* TASK ITEM
Copy, from the material below, each line where "needed" shows up.

* MATERIAL SUPPLIED
PR #245, opened 2024-05-15
Implement nested pipeline libraries

KonstantinSeurer:


cli/fossilize_replay.cpp
```diff
@@ -2467,6 +2447,60 @@ struct ThreadedReplayer : StateCreatorInterface
...
 	}
 
+	template <typename DerivedInfo>
+	uint32_t pipeline_library_get_parent_depth(const VkPipelineLibraryCreateInfoKHR *library,
+	                                           const vector<DerivedInfo> *deferred,
+	                                           const unordered_map<Hash, DerivedInfo> &parents)
+	{
+		uint32_t max_depth = 0;
+
+		for (uint32_t i = 0; i < library->libraryCount; i++)
```
HansKristian-Work, line 2457: I don't think there is even any guarantee here that a derived pipeline has been parsed, so I don't understand how you can compute the parent depth.

HansKristian-Work (changes requested):

cli/fossilize_replay.cpp
```diff
@@ -2163,17 +2153,8 @@ struct ThreadedReplayer : StateCreatorInterface
 		if (opts.pipeline_stats)
 			info->flags |= VK_PIPELINE_CREATE_CAPTURE_STATISTICS_BIT_KHR;
 
-		auto *library_info = find_pnext<VkPipelineLibraryCreateInfoKHR>(
-				VK_STRUCTURE_TYPE_PIPELINE_LIBRARY_CREATE_INFO_KHR, create_info->pNext);
-		bool consumes_libraries = library_info && library_info->libraryCount != 0;
 		bool generates_library = (create_info->flags & VK_PIPELINE_CREATE_LIBRARY_BIT_KHR) != 0;
 
-		if (generates_library && consumes_libraries)
```
HansKristian-Work, line 2171: I only see code that attempts to do this for RT.

cli/fossilize_replay.cpp
```diff
@@ -2104,18 +2104,8 @@ struct ThreadedReplayer : StateCreatorInterface
 		if (opts.pipeline_stats)
 			info->flags |= VK_PIPELINE_CREATE_CAPTURE_STATISTICS_BIT_KHR;
 
-		// Compute does not support pipeline libraries, but sanitizes the code paths.
-		auto *library_info = find_pnext<VkPipelineLibraryCreateInfoKHR>(
-				VK_STRUCTURE_TYPE_PIPELINE_LIBRARY_CREATE_INFO_KHR, create_info->pNext);
-		bool consumes_libraries = library_info && library_info->libraryCount != 0;
 		bool generates_library = (create_info->flags & VK_PIPELINE_CREATE_LIBRARY_BIT_KHR) != 0;
 
-		if (generates_library && consumes_libraries)
```
HansKristian-Work, line 2113: I only see code that attempts to do this for RT.

cli/fossilize_replay.cpp
KonstantinSeurer: `work_item_get_parent_depth` should handle all pipeline types. Are there other code paths that miss an implementation?

HansKristian-Work: You're not setting hash_to_index[hash] for those at least. In the code you're looking at the create info to determine the depth, but how can you know the create info when the pipeline has not even been parsed yet?

KonstantinSeurer: I added the missing hash_to_index (hash_to_info now) handling. Parsing pipeline libraries should be fixed as well.

cli/fossilize_replay.cpp
```diff
@@ -2822,27 +2893,45 @@ struct ThreadedReplayer : StateCreatorInterface
...
+						                progress = false;
+
+						                // Wait until all parent pipelines have been parsed.
+						                sync_worker_memory_context(PARENT_PIPELINE_MEMORY_CONTEXT);
+
+						                // Queue up all shader modules if somehow the shader modules used by parent pipelines differ from children ...
+						                for (auto &parent : parents)
+						                {
+							                // Handle nested libraries.
+							                progress |= enqueue_parent_pipelines(parent.second, pipelines, *parsed_parents);
```
HansKristian-Work, line 2920: This is a race condition since enqueue_parent_pipelines will push work that ends up writing to `parents`, and you're iterating over it here.

cli/fossilize_replay.cpp
```diff
@@ -2685,6 +2751,11 @@ struct ThreadedReplayer : StateCreatorInterface
 					                 }
 				                 }
 
+				                 for (const auto& item : deferred[memory_index])
+				                 {
+					                 hash_to_info.erase(item.hash);
```
HansKristian-Work, line 2756: This is a race condition I think? Erasing stuff while parsing happens.

KonstantinSeurer:
As you suggested, the depth is now computed by enqueue_parent_pipelines. enqueue_parent_pipelines now writes the hashes of enqueued pipelines to a set of which the parent pipelines are enqueued until all dependencies are resolved. The loop over max_depth has been replaced by a vector which is sorted by compilation order.

cli/fossilize_replay.cpp
```diff
@@ -2575,47 +2567,62 @@ struct ThreadedReplayer : StateCreatorInterface
 
 		if (is_outside_range)
 		{
+			if (parents.count(h) != 0) {
+				auto &parent = parents.at(h);
+				parent.depth = std::max(parent.depth, depth);
```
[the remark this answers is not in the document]
HansKristian-Work: Seeing that depth can spuriously increase later due to a difference dependency chain requiring a pipeline, I don't think trying to resolve depth here is appropriate after all.

Maybe the correct thing to do here is to parse parents to fill out `parents`, ignore depth, then keep parsing until there are no new dependees in flight. Then, to a recursive depth-first traversal to fill in depth and write out a linear array at the same time, similar to a post-depth traversal CFG.

cli/fossilize_replay.cpp
```diff
@@ -2660,6 +2667,8 @@ struct ThreadedReplayer : StateCreatorInterface
 			       memory_index;
 		};
 
+		auto parsed_parents = make_shared<unordered_set<Hash>>();
```
HansKristian-Work, line 2670: Is this really needed?

cli/fossilize_replay.cpp
```diff
@@ -2776,6 +2785,8 @@ struct ThreadedReplayer : StateCreatorInterface
 									 // if we keep them around indefinitely.
 					                 free_pipelines();
 
+					                 parents.clear();
```
HansKristian-Work, line 2788: Isn't this cleared elsewhere already?

cli/fossilize_replay.cpp
```diff
@@ -2822,20 +2833,36 @@ struct ThreadedReplayer : StateCreatorInterface
...
+				                [this, &pipelines, derived, &parents, parsed_parents, hash_offset, start_index]()
 				                {
-					                // Wait until all parent pipelines have been parsed.
-					                sync_worker_memory_context(PARENT_PIPELINE_MEMORY_CONTEXT);
+					                while (true)
+					                {
+						                // Wait until all parent pipelines have been parsed.
+						                sync_worker_memory_context(PARENT_PIPELINE_MEMORY_CONTEXT);
+
+						                unordered_set<Hash> dependencies = *parsed_parents;
```
HansKristian-Work, line 2853: Would it make more sense to leave `dependencies` outside the loop and do `dependencies.clear(); std::swap(*parsed_parents, dependencies)` instead? Should avoid the deep copy.

cli/fossilize_replay.cpp
```diff
@@ -2866,36 +2893,50 @@ struct ThreadedReplayer : StateCreatorInterface
...
+					                sort(begin(ordered_parents), end(ordered_parents), [&](const DerivedInfo &a, const DerivedInfo &b) -> bool {
+						                return a.depth > b.depth;
+					                });
 
 					                // We might be pulling in a parent pipeline from another memory context next iteration,
 					                // so we need to wait for all normal memory contexts.
 					                for (unsigned i = 0; i < NUM_PIPELINE_MEMORY_CONTEXTS; i++)
 						                sync_worker_memory_context(i);
+
+					                uint32_t prev_depth = 0xFFFFFFFF;
```
HansKristian-Work, line 2910: UINT32_MAX?

cli/fossilize_replay.cpp
```diff
@@ -2866,36 +2893,50 @@ struct ThreadedReplayer : StateCreatorInterface
...
+					                for (auto &parent : ordered_parents)
+					                {
+						                if (!parent.info)
+							                continue;
+
+						                if (!derived_work_item_is_satisfied(parent, pipelines))
+							                continue;
+
+						                if (prev_depth != parent.depth) {
```
HansKristian-Work, line 2919: Brace on next line.

cli/fossilize_replay.cpp
```diff
@@ -2866,36 +2893,50 @@ struct ThreadedReplayer : StateCreatorInterface
...
 			}
 
 			work.push_back({ get_order_index(ENQUEUE_DERIVED_PIPELINES_OFFSET),
-			                 [this, &pipelines, derived, memory_index, hash_offset, start_index]() {
+			                 [this, &pipelines, derived, &parents, memory_index, hash_offset, start_index]() {
 				                 // Go over all pipelines. If there are no further dependencies to resolve, we can go ahead and queue them up.
 				                 // If an entry exists in pipelines, we have queued up that hash earlier, but it might not be done compiling yet.
 				                 auto itr = unstable_remove_if(begin(*derived), end(*derived), [&](const DerivedInfo &info) -> bool {
-					                 return derived_work_item_is_satisfied(info, pipelines);
+					                 return derived_work_item_is_satisfied(info, pipelines) || parents.count(info.hash) != 0;
```
HansKristian-Work, line 2939: I don't understand this line.

cli/fossilize_replay.cpp
```diff
@@ -2913,7 +2954,7 @@ struct ThreadedReplayer : StateCreatorInterface
 				                 // Now we can enqueue pipeline compilation with correct pipeline handles.
 				                 for (auto i = itr; i != end(*derived); ++i)
 				                 {
-					                 if (i->info)
+					                 if (i->info && parents.count(i->hash) == 0)
```
HansKristian-Work, line 2957: Or this one.

cli/fossilize_replay.cpp
KonstantinSeurer: Nested pipeline libraries are already compiled in ENQUEUE_SHADER_MODULE_SECONDARY_OFFSET. This and the change below filter out pipelines that were already compiled without triggering the `pipelines were not compiled because parent pipelines do not exist.` warning. I can add a comment or change the condition for the warning to make it clear what's happening.

cli/fossilize_replay.cpp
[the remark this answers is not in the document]
KonstantinSeurer: Sounds good.

cli/fossilize_replay.cpp
KonstantinSeurer: I moved it because it's needed in ENQUEUE_DERIVED_PIPELINES_OFFSET.

cli/fossilize_replay.cpp
KonstantinSeurer: I moved it here because `parents` is used by `ENQUEUE_DERIVED_PIPELINES_OFFSET`.

cli/fossilize_replay.cpp
KonstantinSeurer: It's needed to avoid calling `enqueue_parent_pipelines` for pipelines that were already parsed.

cli/fossilize_replay.cpp
```diff
@@ -2554,38 +2546,54 @@ struct ThreadedReplayer : StateCreatorInterface
...
 		bool is_outside_range = pipelines.count(h) == 0;
 
-		if (is_outside_range)
+		if (is_outside_range && parsed_parents.count(h) == 0)
 		{
+			{
+				lock_guard<mutex> holder(hash_lock);
+				if (parents.count(h) != 0) {
+					auto &parent = parents.at(h);
+					parent.depth = std::max(parent.depth, depth);
```
HansKristian-Work, line 2555: I still don't think this works, because if parent has dependencies, that chain of dependencies must also be moved up in depth accordingly.

I'm not sure we can avoid doing the traversal after all pipelines have been parsed.

cli/fossilize_replay.cpp
```diff
@@ -2490,47 +2496,22 @@ struct ThreadedReplayer : StateCreatorInterface
...
-		return derived_work_item_is_satisfied_base(info, pipelines);
-	}
-
-	bool derived_work_item_is_satisfied(const DeferredRayTracingInfo &info,
 	                                    const unordered_map<Hash, VkPipeline> &pipelines) const
 	{
-		if (!derived_work_item_is_satisfied_base(info, pipelines))
-			return false;
-		return !info.info->pLibraryInfo || pipeline_library_info_is_satisfied(*info.info->pLibraryInfo, pipelines);
+		auto *library = work_item_get_library_info(info);
```
HansKristian-Work, line 2493: This loses the condition that if info.info is nullptr (from work_item_is_derived), false is returned. It will instead return true here.

cli/fossilize_replay.cpp
HansKristian-Work: Also, brace on next line.

HansKristian-Work: For example, consider A (depth 1) -> B (depth 2) -> C (depth 3).
If D -> E -> F -> B, B needs to be adjusted to depth 4, but it also means that C must be updated to depth 5. Doing it recursively inline is a potential exponential explosion in complexity, so that's not really an option I think.

HansKristian-Work (changes requested):
I think the first commit can be a PR on its own with the fix applied. Anything to reduce incremental complexity in this PR is good.

cli/fossilize_replay.cpp
KonstantinSeurer: `work_item_get_library_info` already returns `nullptr` if `info.info` is `nullptr`.

HansKristian-Work: Yes, it does, but then you check if `!library`, which becomes true.

cli/fossilize_replay.cpp
KonstantinSeurer: Right, not sure how I expected this to work in the first place. I have a local fixup that parses all parents, gathers all top level ones and recursively computes their patents' depth.

cli/fossilize_replay.cpp
KonstantinSeurer: oh

cli/fossilize_replay.cpp
```diff
@@ -2568,36 +2550,61 @@ struct ThreadedReplayer : StateCreatorInterface
...
+		}
 	}
 
 	template <typename DerivedInfo>
 	void enqueue_deferred_pipelines(vector<DerivedInfo> *deferred, const unordered_map<Hash, VkPipeline> &pipelines,
 	                                unordered_map<Hash, DerivedInfo> &parents,
 	                                vector<EnqueuedWork> &work, const vector<Hash> &hashes, unsigned start_index)
 	{
-		static const unsigned NUM_PIPELINES_PER_CONTEXT = 1024;
+		static const unsigned NUM_PIPELINES_PER_CONTEXT = 1;
```
HansKristian-Work, line 2607: ?

cli/fossilize_replay.cpp
```diff
@@ -2568,28 +2550,53 @@ struct ThreadedReplayer : StateCreatorInterface
...
+	}
+
+	template <typename DerivedInfo>
+	void compute_parents_depth(const unordered_map<Hash, DerivedInfo> &parents,
+	                           unordered_map<Hash, uint32_t> &parents_depth,
+	                           const DerivedInfo &info, uint32_t depth)
+	{
+		parents_depth[info.hash] = max(parents_depth.at(info.hash), depth);
+
+		auto library = work_item_get_library_info(info);
```
HansKristian-Work, line 2590: This leads to exponential explosion as well. I think what can be done here is to compare depth against parents depth. Only if depth is greater than parents_depth does the recursive descend happen. That way we can terminate the traversal early.

cli/fossilize_replay.cpp
```diff
@@ -2796,20 +2807,38 @@ struct ThreadedReplayer : StateCreatorInterface
...
+					                unordered_map<Hash, DerivedInfo> top_level_parents = parents;
+
+					                unordered_set<Hash> dependencies;
+					                while (true)
+					                {
+						                // Wait until all parent pipelines have been parsed.
+						                sync_worker_memory_context(PARENT_PIPELINE_MEMORY_CONTEXT);
+
+						                dependencies.clear();
+						                std::swap(*parsed_parents, dependencies);
```
HansKristian-Work, line 2831: It seems flawed to allocate parsed_parents on the outside. We should be clearing parsed parents every iteration, since:

- parents holds the total accumulation of all parsed pipelines
- parsed_parents is an intermediate buffer which holds the pipelines we pushed this iteration

After an iteration is done, parents effectively consumed the information in parsed_parents, so we can safely clear it. It also avoids exploding parse time since we will be parsing the same pipeline for new parents over and over and over. By moving parsed_parents into this lambda and clearing it every iteration, I think we avoid that wart.

KonstantinSeurer: parsed_parents should already be cleared every iteration by this line:

```
dependencies.clear();
std::swap(*parsed_parents, dependencies);
```

Keeping parse time linear was the reason I introduced parsed_parents in the first place. I allocate parsed_parents outside the lambda, because the first iteration is done in a prior pass.

cli/fossilize_replay.cpp
```diff
@@ -2840,36 +2869,72 @@ struct ThreadedReplayer : StateCreatorInterface
...
+					                for (auto &parent : ordered_parents)
+					                {
+						                if (!parent.info)
+							                continue;
+
+						                if (!derived_work_item_is_satisfied(parent, pipelines))
+							                continue;
+
+						                uint32_t depth = parents_depth.at(parent.hash);
+						                if (prev_depth != depth) {
```
HansKristian-Work, line 2917: Brace

cli/fossilize_replay.cpp
HansKristian-Work: Right

HansKristian-Work (approved):
LGTM. Quite difficult to know 100% it's correct given the awkward concurrency going on here, but ...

* ANSWER TO THE EXERCISE
HansKristian-Work, line 2670: Is this really needed?
KonstantinSeurer: I moved it because it's needed in ENQUEUE_DERIVED_PIPELINES_OFFSET.
KonstantinSeurer: It's needed to avoid calling `enqueue_parent_pipelines` for pipelines that were already parsed.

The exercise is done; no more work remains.